Church leaders interested in getting involved can visit the event’s Website at www.balmingilead.org.

Rev. W. Franklyn Richardson, senior pastor of the Grace Baptist Church in Mount Vernon, N.Y. agrees that stigmas have stymied AIDS education.

“Suspicions, misinformation, interpretations of God’s vengeance for sin corrupted the church’s ability to have an appropriate response,” says Richardson. ''But over time, information has gotten out on HIV/AIDS, how it is passed on. Light has helped disperse the darkness.''

Richardson will be just one of the prominent voices at the conference this year.

When Seele held her first Balm in Gilead conference in New York in 1989, only 50 churches participated, This year, she is expecting between 15,000 and 20,000 Black church-based AIDS ministry teams.

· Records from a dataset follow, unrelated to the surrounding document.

PR #1874, opened 2021-02-23
feat(config): add Zooz ZSE29 configuration parameters

NYZack:


NYZack:
@zwave-js-bot fix lint

packages/config/config/devices/0x027a/zse29.json
```diff
@@ -16,6 +16,97 @@
...
+			"maxNodes": 4
+		}
+	},
+	"paramInformation": {
+		"1": {
+			"label": "Basic Set Report Value Sent to Associated Devices",
+			"description": "Set the value of basic set report sent to the light associated with the sensor in Group 2 (so the light turns on to the selected brightness level). 99 is full brightness.",
+			"valueSize": 1,
+			"minValue": 0,
+			"maxValue": 99,
```
AlCalzone, line 37: Basic Set also supports 255 for "on with last value". Is that possible with this device?

packages/config/config/devices/0x027a/zse29.json
```diff
@@ -16,6 +16,97 @@
...
+			"readOnly": false,
+			"writeOnly": false,
+			"allowManualEntry": false,
+			"options": [
+				{
+					"label": "Disabled",
+					"value": 0
+				},
+				{
+					"label": "Enabled (default)",
```
AlCalzone:
```suggestion
					"label": "Enabled",
```

packages/config/config/devices/0x027a/zse29.json
```diff
@@ -16,6 +16,97 @@
...
+			"valueSize": 1,
+			"minValue": 1,
+			"maxValue": 10,
+			"defaultValue": 10,
+			"readOnly": false,
+			"writeOnly": false,
+			"allowManualEntry": true
+		},
+		"4": {
+			"label": "Lux Level Trigger",
```
AlCalzone: Sounds like this should be called `Lux Level Threshold`?

packages/config/config/devices/0x027a/zse29.json
```diff
@@ -16,6 +16,97 @@
...
+			"description": "Set lux level trigger with 10 being the lowest reported value.  The sensor will report motion only if lux level is below the set value. 0=set manually; 1=ignore lux.",
```
AlCalzone: > . 0=set manually; 1=ignore lux.

I think these should be options

AlCalzone (changes requested):

AlCalzone:
Also requesting review from @blhoward2 - master of consistency

packages/config/config/devices/0x027a/zse29.json
NYZack: I'm not sure.  This capability isn't mentioned in the Open Z-wave configuration file or a Smartthings device handler [https://github.com/krlaframboise/SmartThings/blob/master/devicetypes/krlaframboise/zooz-outdoor-motion-sensor-2-0.src/zooz-outdoor-motion-sensor-2-0.groovy ](url)
Both mention a range of 0-99 only.

AlCalzone: Okay lets stay on 0-99 then.

packages/config/config/devices/0x027a/zse29.json
NYZack: I don't think this is do-able, since allowManualEntry has to be true.  User can select 0 (set manually), 1 (ignore lux), or 10-900 for the trigger (threshold) level.  (Actually unclear what happens if user selects 2-9 - probably deactivates motion sensing.)

packages/config/config/devices/0x027a/zse29.json
NYZack: Changed.

packages/config/config/devices/0x027a/zse29.json
```diff
@@ -16,6 +16,96 @@
...
+				}
+			]
+		},
+		"3": {
+			"label": "Motion Sensitivity",
+			"description": "Adjust motion sensitivity where 10 is the most sensitive setting.",
+			"valueSize": 1,
+			"minValue": 1,
+			"maxValue": 10,
+			"defaultValue": 10,
```
blhoward2: The manual doesn't specify a default value. Where did you get 10? Generally, setting the maximum sensitivity is a bad idea for PIR devices. Usually they default to the medium range.

packages/config/config/devices/0x027a/zse29.json
```diff
@@ -16,6 +16,96 @@
...
+			"readOnly": false,
+			"writeOnly": false,
+			"allowManualEntry": true
+		},
+		"4": {
+			"label": "Lux Level Threshold",
```
blhoward2: Rename this Brightness Threshold. Change the description to make clear this sends an alert when it falls below the set lux level.

packages/config/config/devices/0x027a/zse29.json
```diff
@@ -16,6 +16,96 @@
...
+			"minValue": 0,
+			"maxValue": 900,
+			"defaultValue": 0,
+			"readOnly": false,
+			"writeOnly": false,
+			"allowManualEntry": true
+		},
+		"5": {
+			"label": "Motion Re-trigger Time",
+			"description": "Delay before the sensor reports no motion after detecting the last motion activity. 0=set manually.",
```
blhoward2: "set manually" is unclear. Change to "0: Defined by knob on sensor

packages/config/config/devices/0x027a/zse29.json
```diff
@@ -16,6 +16,96 @@
...
+			"label": "Lux Reporting Frequency",
+			"unit": "minutes",
+			"valueSize": 2,
+			"minValue": 1,
+			"maxValue": 1440,
+			"defaultValue": 30,
+			"readOnly": false,
+			"writeOnly": false,
+			"allowManualEntry": true
+		}
```
blhoward2, line 167: You're missing parameters. Parameter 7 is a read-only report of the motion knob. Parameter 8 is a read-only report of the physical knob setting. https://www.support.getzooz.com/kb/article/321-zse29-outdoor-motion-sensor-ver-2-0-advanced-settings/

You need to make some of these parameters as conditional on the FW version, using the new conditional configuration setting. https://www.support.getzooz.com/kb/article/307-zse29%C2%A0outdoor-motion-sensor-change-log/

Conditional values are described here. Don't worry about templating, I'll handle that. https://zwave-js.github.io/node-zwave-js/#/development/config-files

blhoward2 (changes requested):

packages/config/config/devices/0x027a/zse29.json
NYZack: Got this from the OZW config file, but I don't see this mentioned in the reference link you sent from Zooz (thanks for that).  I'm not sure what this is from personal experience, so I'll remove the default value.

packages/config/config/devices/0x027a/zse29.json
AlCalzone: Yeah, it is. Options may exist always, but if `allowManualEntry` is `true`, they **must** exist.

packages/config/config/devices/0x027a/zse29.json
NYZack: Done.

packages/config/config/devices/0x027a/zse29.json
NYZack: Done.

packages/config/config/devices/0x027a/zse29.json
NYZack: Sorry, I see I can't remove the default value.  I'm keeping it at 10 (unless you recommend an arbitrary value), since the only independent info I have is the OZW config file.

NYZack: BTW @AlCalzone I think this points to an undesired aspect of writing these config files.  For read-only parameters, defaultValue must still be specified.  But I don't think defaultValue makes sense in this context.  I had to pick arbitrary defaultValue settings for the read-only parameters @blhoward2 pointed out (otherwise, I failed the lint check); but these values just return physical settings on the device.

packages/config/config/devices/0x027a/zse29.json
NYZack: Added the read-only parameters.  Will have to work on conditional FW templating later.  (Can I place the individual conditional parameters right in the middle of the parameter specifications, or do I need to completely reproduce the whole parameter set for each firmware version?)

packages/config/config/devices/0x027a/zse29.json
NYZack: OK, I added the options and included some additional ones to be in concordance with the read-only parameters 7 and 8 (i.e., to match what can physically be set by the knobs on the sensor).

packages/config/config/devices/0x027a/zse29.json
AlCalzone: You can just add conditions for individual parameters. If a parameter changes between versions, you need to use an array of objects for that one parameter instead.

NYZack:
@zwave-js-bot fix lint

packages/config/config/devices/0x027a/zse29.json
AlCalzone: Good point. I'll remove this necessity.

packages/config/config/devices/0x027a/zse29.json
NYZack: I limited the parameters to FW >= 2.0.  I started to include conditional parameters for FW 1.3, but it's unclear exactly how they're implemented prior to 2.0 (the parameters are described in the documentation, but I'm not sure whether the numbering was the same).  Parameters prior to 2.0 were quite limited in any event.

packages/config/config/devices/0x027a/zse29.json
```diff
@@ -119,7 +119,15 @@
 		"5": {
 			"$if": "firmwareVersion >= 1.03",
 			"label": "Motion Re-trigger Time",
-			"description": "Delay before the sensor reports no motion after detecting the last motion activity.",
+			"description": [
+				{
+					"$if": "firmwareVersion < 2.00",
```
AlCalzone: That doesn't work, you'll have to repeat the entire parameter if you want to change the description.
Also, firmware versions have no leading zeros, even if manufacturers call them that way.

AlCalzone (changes requested):

packages/config/config/devices/0x027a/zse29.json
NYZack: I'll change the firmware reference.  I think you're looking at an outdated version.  I've just limited all of these parameters to firmware >= 2, as mentioned above.

packages/config/config/devices/0x027a/zse29.json
```diff
@@ -16,6 +16,244 @@
...
+			"isLifeline": true
+		},
+		"2": {
+			"label": "PIR Control",
+			"maxNodes": 4
+		}
+	},
+	"paramInformation": {
+		"1": {
+			"$if": "firmwareVersion >= 2",
```
AlCalzone:
```suggestion
			"$if": "firmwareVersion >= 2.0",
```
Same for the others

AlCalzone (changes requested):

packages/config/config/devices/0x027a/zse29.json
NYZack: All changed already.

packages/config/config/devices/0x027a/zse29.json
```diff
@@ -16,6 +16,244 @@
...
+			"label": "Manual Motion Re-trigger Time Setting",
+			"description": "Read the value for the Motion Re-trigger Time set by knob on sensor (overridden by setting Motion Re-trigger Time parameter).",
+			"unit": "seconds",
+			"valueSize": 2,
+			"minValue": 5,
+			"maxValue": 720,
+			"defaultValue": 5,
+			"readOnly": true,
+			"writeOnly": false,
+			"allowManualEntry": false,
```
blhoward2: For read-only parameters, please get rid of the options unless it adds a label. So here keep only the test mode one, but change the label to "Test mode".

packages/config/config/devices/0x027a/zse29.json
```diff
@@ -16,6 +16,244 @@
...
+			"description": "Read the value for the Brightness Threshold set by knob on sensor (overridden by setting Brightness Threshold parameter).",
+			"unit": "lux",
+			"valueSize": 2,
+			"minValue": 10,
+			"maxValue": 900,
+			"defaultValue": 900,
+			"readOnly": true,
+			"writeOnly": false,
+			"allowManualEntry": false,
+			"options": [
```
blhoward2, line 161: Same for this one

blhoward2 (changes requested):
Some minor changes after discussing it with @AlCalzone

packages/config/config/devices/0x027a/zse29.json
NYZack: I think it's important to include the number (of seconds, for instance) in the label with "Test Mode".  "Test Mode" just specifies that the device is in test mode (obviously), but it also means that the re-trigger time is 5 seconds.

packages/config/config/devices/0x027a/zse29.json
```diff
@@ -16,6 +16,244 @@
...
+					"value": 300
+				},
+				{
+					"label": "900 (Test mode)",
+					"value": 900
+				}
+			]
+		}
+	},
 	"metadata": {
```
NYZack, line 169: @AlCalzone With regard to the metadata, this is quoted directly out of the manual and is clearly not specific for the zwavejs2mqtt interface.  I see that the interface allows the user to display the metadata.  Should I edit it to refer to this app?  Or leave it alone?  (For example, instead of saying "Initiate inclusion (pairing) in the app (or web interface)..." it could say something like "Click Add/Remove Device ...")

blhoward2: You can change this one I suppose, but we have around 2,400 files. That's why we just pull them from the manual.

NYZack: Happy to leave it as is; probably not a bad thing for user to see the direct quote from the manual. Wanted to make sure I wasn't leaving anything out.

packages/config/config/devices/0x027a/zse29.json
blhoward2: You missed the parameter above this with the same options. 

If it's important at least make it clearer. "Test mode (Retrigger for 5 seconds)" or something. No one will understand what the 5 means.

NYZack: Not sure if you were looking at the most-recent file; I removed all options except for the "Test mode" option for each read-only parameter.  I *did* keep in the corresponding numerical options for parameters 4 and 5 (although the user can enter them directly), because these correspond to the options that can be set by the knobs on the device.  It's a style point; happy to remove them.

NYZack: Aaaah, strike that.  Knocked out the numerical options; also added a change with how parameter 5 is defined based on the Zooz documentation.

packages/config/config/devices/0x027a/zse29.json
NYZack: So I had a chance to mess with this some, and here is what I discovered (on version 1.3.0 of zwavejs2mqtt):  If I include options and allowManualEntry is true, the options don't show up in the interface:  as far as I could tell, I could *only* enter the value manually, and there was no dropdown.  

Also (with regard to parameters 7 and 8), if I have options set for a read-only parameter (and allowManualEntry is set to true) - if the actual value isn't one of the options, the value doesn't show up.

Filing a bug report on zwavejs2mqtt.  With regard to the first paragraph, it looks to me (when I export the node) like the options data from zwavejs doesn't get picked up in zwavejs2mqtt.

packages/config/config/devices/0x027a/zse29.json
```diff
@@ -16,6 +16,204 @@
...
+			"valueSize": 1,
+			"minValue": 0,
+			"maxValue": 99,
+			"defaultValue": 99,
+			"readOnly": false,
+			"writeOnly": false,
+			"allowManualEntry": true
+		},
+		"2": {
+			"$if": "firmwareVersion >= 2",
```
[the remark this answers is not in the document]
AlCalzone: Yes, like I reviewed above :)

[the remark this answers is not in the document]
AlCalzone: @NYZack didn't you say you changed this?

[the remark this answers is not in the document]
NYZack: @AlCalzone and @blhoward2 Not sure I understand. If you're asking why I didn't include conditional parameters for firmware < 2.0, it's because I can't find documentation of the precise details (looked in OZW, Smartthings, OpenHab).  I initially included some conditional parameters for firmware 1.03, but I wasn't confident that the details were correct and thought it better to leave them out.

Basically, there was a hardware version 1, with firmware 1.0 - this had no configuration parameters.  
HW version 1 was updated to FW 1.03 that included some configuration parameters, but I can't find documentation of the details of these (in particular, what the parameter numbers were).
HW version 2 included firmware versions 2.0 and 2.01 (which  have the same configuration parameters as each other) - these are well-documented and included here.

Sorry for the million commits. This is new to me.  (And sorry if I'm not understanding your question.)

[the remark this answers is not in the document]
AlCalzone:
```suggestion
			"$if": "firmwareVersion >= 2.0",
```
I meant this ^

No worries about the commits, this is getting squash-merged anyways.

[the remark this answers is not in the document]
NYZack: That was easy.  Done.

AlCalzone:
@blhoward2 anything to add?

blhoward2 (approved):

blhoward2:
LGTM

AlCalzone (approved):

Some of the most prominent voices from America’s Black churches have committed to attend.

They include: Bishop Gregory G.M. Ingram, president, Council of Bishops, African Methodist Episcopal Church; Bishop George W.C. Walker, senior bishop, African Methodist Episcopal Zion Church; Bishop Marshall Gilmore, senior bishop, Christian Methodist Episcopal Church; Rev. Stephen John Thurston, president; National Baptist Convention of America; Rev. Dr. Major Lewis Jemison, president, Progressive National Baptist Convention; Rev. Dr. William J. Shaw, president, National Baptist Convention, USA; Rev. Dr. Arlee Griffin, president, American Baptist Churches, USA; and the Rev. Canon Nelson Pinder, president, Union of Black Episcopalians.

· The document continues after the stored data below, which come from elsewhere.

PR #1880, opened 2021-02-24
feat: add Zooz ZEN17 and ZEN32

blhoward2:
Our first pre-release add. I'm awaiting an answer about one parameter that is being added to a new FW revision.


blhoward2:
@AlCalzone These are ready. Let's import them as is so I can test them and I'll template them when I do the rest of the Zooz devices.

packages/config/config/devices/0x027a/zen17.json
```diff
@@ -0,0 +1,428 @@
...
+				},
+				{
+					"label": "Hours",
+					"value": 2
+				}
+			]
+		},
+		"17": {
+			"label": "Auto Turn-Off Timer Unit (Relay 2)",
+			"description": "Choose between second, minutes, and hours as the unit for Auto Turn-Off time for Relay 2.  Default: minutes",
```
AlCalzone, line 356:
```suggestion
			"description": "Choose between second, minutes, and hours as the unit for Auto Turn-Off time for Relay 2.",
```

AlCalzone (changes requested):

packages/config/config/devices/0x027a/zen17.json
AlCalzone: You can do that while templating

PR #1759, opened 2021-11-18
Revert Clipboard changes

### LINKED ISSUE #1733: Copying anything to the clipboard doesn't work on mobile
the `navigator.clipboard.writeText` is not supported by the latest chrome mobile on the latest android, and I think any safari mobile either.
An alternative (as implemented for testing in https://github.com/ChainSafe/ui-monorepo/pull/1722 is to use `document.execCommand("copy")` but it's deprecated! Still this is working cross-platform.

In any case, we should write a hook for this and reuse it everywhere we need to copy something.

FSM1:
Since none of us (Ryan, Andrew, myself) are able to replicate the issue reported, will revert the changes made previously. If the error comes back the original issue can be reopened.

This reverts commit 424f4278a558c64d6d9317693aa40a4ee477dd03.

Closes #1733


tanmoyAtb (approved):
Tested on my phone and laptop, works fine!

asnaith:
👍 Share key copy, share link copy etc still working on Safari + iOS after these changes

asnaith (approved):

PR #1766, opened 2021-11-19
Report modal styles and cut off fix

### LINKED ISSUE #1726: Decryption key on "Report File" modal is cut off
**Description**

Report A File

**Notes**

Seems like the required changes could be very similar to the improvements made in #1720 and #1713 for the "File Info" modal

tanmoyAtb:
closes #1726


asnaith:
I'm seeing it truncating instead of adding a scroll now and the new copy button works well on mobile. 👍

The additional copy icon button at the end of the string seems a little redundant with a copy info button already in place. Probably only one would suffice? 

Also noticed we have two different styles being used on the "copied" text. I think the one with black background is the standard? 

IMG_3131

RyRy79261 (approved):

tanmoyAtb:
@asnaith Alright, so I've removed the extra copy icon button. I felt that was redundant too.

asnaith (approved):

FSM1 (approved):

“Education is the most important key in eliminating this dreaded disease,” says Walker, senior bishop, AME Zion Church, in a statement. “And the church is certainly one major medium through which this can be accomplished over a period of time.”

The focus of discussions about the cause of AIDS has changed over the years and broadened outside of the homosexual community to involve the majority of church congregations, says Seele.

“Eighty percent of all women affected with HIV in this country today are Black women. And they’re getting it from heterosexual sex,” she says. “Where Black women are affected, children are affected, where the family is affected, the community is affected.”

Whereas the taboos used to be about homosexuality, there are now reservations about the cause of the HIV growth in Black women, says Seele.

“We are dealing with multiple sex partners with men who are married, men who are in the church,” she says. “We are talking about bi-sexual men, men who are married, who are in the church, who are deacons, who are pastors. So, we’re not just talking about, you know, the negative ‘down low brother.’ We’re talking about the reality of life. Just the gentlemen who are the leaders in our community.”

The Center for Disease Control and Prevention reports that AIDS is the fourth-leading cause of death among women ages 25-44 in America; the leading cause of death among African-American women ages 25 to 34; the fifth largest leading cause of death for people 25-44 years old in the United States, and the leading cause of death for African-American men ages 35-44.

Even as the statistics are well saturated in the community and the Balm participation numbers have increased, there is still not enough education in the Black church, says Richardson.

“Still, the place where we are today is not where we need to be,” he says. “It’s a place of more knowledge, but it’s still a place of apathy. And also still a place of whispering, a place of discrimination that helps to foster and add to the numbers…Transparency, speaking out about it will help cut back the affect of HIV/AIDS.”